Melingo – “Corazon & Hueso”

Melingo – “Corazon & Hueso” – World Village WVF 019
Parte l’album e la voce che si ascolta suona immediatamente familiare: in effetti il registro e le modalità vocali di Daniel Melingo somigliano in modo strano ad alcuni nostri artisti quali Paolo Conte e Vinicio Capossela. E le affinità non si fermano qui dal momento che tutti e tra questi artisti con le loro canzoni raccontano, narrano storie profondamente vissute sì da coinvolgere quanti li ascoltano. In particolare Melingo è personaggio tanto eclettico quanto particolare: cantante, sassofonista e chitarrista l’argentino rappresenta un unicum nel panorama musicale internazionale.
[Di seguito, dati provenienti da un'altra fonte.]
PR #5931, opened 2017-08-08
CHE-5871: refactor DockerMachineStarter

### LINKED ISSUE #5871: Move docker container settings applying from DockerMachineStarter
Related to SPI branch only.

DockerMachineStarter class is old and big and it doesn't follow single responsibility principle. Because of this, it is hard to write tests to it as part of [this issue](https://github.com/eclipse/che/issues/5575).
We need to refactor it and cover its functionality with tests.
I suggest moving all docker system settings from this class to InfrastructureProvider class impl.
I also suggest that it can be split into several components for work with networks, images, containers.

garagatyi:
### What does this PR do?
Refactor DockerMachineStarter to clean it up and reduce its responsibilities. 
Move container configuration applying to InfrastructureProvisioners.
Move classes to different packages to create some structure and reduce classes mess in a single package.
Uncomment some commented tests.

Fixes #5871 

#### Changelog
Refactor DockerMachineStarter to clean it up


infrastructures/docker/src/main/java/org/eclipse/che/workspace/infrastructure/docker/DockerMachine.java
```diff
@@ -153,16 +153,17 @@ public void exec(String script, MessageProcessor<LogMessage> messageProcessor) t
...
         } catch (IOException e) {
             throw new InternalInfrastructureException(e.getMessage(), e);
         }
         try {
-            docker.removeImage(RemoveImageParams.create(this.image).withForce(false));
+            docker.removeImage(RemoveImageParams.create(image).withForce(false));
         } catch (IOException e) {
-            LOG.error("IOException during destroy(). Ignoring.");
+            // TODO make log level warning if we ignoring it or remove ignoring phrase
+            LOG.error("IOException during destroy(). Ignoring.", e);
```
evoevodin: Can you please add exception message to the log

infrastructures/docker/src/main/java/org/eclipse/che/workspace/infrastructure/docker/local/dod/DockerApiHostEnvVariableProvisioner.java
```diff
@@ -0,0 +1,60 @@
...
+import static java.lang.String.format;
+
+/**
+ * Provides DOCKER_HOST env variable for the sake of access to docker API within docker container
+ *
+ * @author Alexander Garagatyi
+ */
+@Singleton
+public class DockerApiHostEnvVariableProvisioner implements ConfigurationProvisioner {
+    private final Pair<String, String> result;
```
sleshchenko: Looks like you don't need `Pair` here. You can save value of the following expression
`format("tcp://%s:%s", dockerConnectorConfiguration.getDockerHost(), dockerDaemonUri.getPort())`
and then just use `DockerConnectorConfiguration.DOCKER_HOST_PROPERTY` constant as name of env variable.

infrastructures/docker/src/main/java/org/eclipse/che/workspace/infrastructure/docker/provisioner/hosts/ExtraHostsProvisioner.java
```diff
@@ -0,0 +1,60 @@
...
+    private static final String PROPERTY = "che.workspace.hosts";
+
+    private final List<String> extraHosts;
+
+    @Inject
+    public ExtraHostsProvisioner(@Nullable @Named(PROPERTY) String extraHosts) {
+        if (isNullOrEmpty(extraHosts)) {
+            this.extraHosts = Collections.emptyList();
+        } else {
+            this.extraHosts = Arrays.stream(extraHosts.split(","))
```
voievodin: i'd better inject an array of strings, so there is no need to do the split, AFAIK `StringArrayConverter` will do it for you.

voievodin (approved):

infrastructures/docker/src/main/java/org/eclipse/che/workspace/infrastructure/docker/local/dod/DockerApiHostEnvVariableProvisioner.java
garagatyi: Nice catch, ty.

infrastructures/docker/src/main/java/org/eclipse/che/workspace/infrastructure/docker/provisioner/hosts/ExtraHostsProvisioner.java
garagatyi: Looks like `StringArrayConverter` requires [space between values](https://github.com/garagatyi/che/blob/0e8b21ad3ff5da80a7a03ddf3f0b281cc3594dcb/core/commons/che-core-commons-inject/src/main/java/org/eclipse/che/inject/StringArrayConverter.java#L24-L24). WDYT?

voievodin: It requires zero or many spaces, thus it should be fine

garagatyi: My bad, you are right! I'll replace splitting.

akorneta (approved):

sleshchenko (approved):

skabashnyuk (approved):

Affermatosi come rocker nell’ambito dei “Los Twist” e de “Los Abuelos de la Nada” successivamente inventa, assieme al poeta Luis Alposta, un genere particolare di tango, un tango allo stesso tempo triste, ironico, tragico, divertente, oscuro che risente dell’influenza di Edmundo Rivero al quale, non a caso, Melingo dedica un pezzo “Leonel el feo”. E questo album può, sotto certi aspetti, considerarsi l’opera migliore, più matura dell’artista. Ciò perché Daniel sembra spogliarsi di qualsiasi scudo, qualsivoglia protezione per aprire la propria anima (“Cuore e ossa” come recita il titolo dell’album) e confessare il suo lato più romantico, melodico. Di qui una serie di brani che richiamano il tango delle origini, il tango che si suonava nei bassi fondi e che parlava di passioni, amori, tradimenti, partenze senza ritorno, sfide all’arma bianca, il tutto sottolineato da testi crudi, surrealisti a tratti ipnotici che poco spazio lasciano all’immaginazione. Melingo grazie a splendide melodie, tanto suggestive quanto languide, rende perfettamente le antiche atmosfere con quello straordinario tocco di ironia che gli è congeniale e con una voce sempre contenuta e roca. Così il viaggio attraverso le strade della sua Argentina inizia con “El dia que te fuiste”, passa per tutta una serie di tappe che raccontano storie di vita per giungere alla conclusione con “Ritos en la sombra” un brano assai particolare in cui la voce più roca che mai di Daniel si accompagna ad un coro maschile e ad un ensemble strumentale straniante e dal sapore sperimentale che si diversifica dal resto dell’album. Magnifici e pertinenti gli arrangiamenti costruiti speso sul dialogo tra violino e chitarra mentre la fisarmonica di Nini Flores si fa apprezzare soprattutto in “Pichona”. (GG)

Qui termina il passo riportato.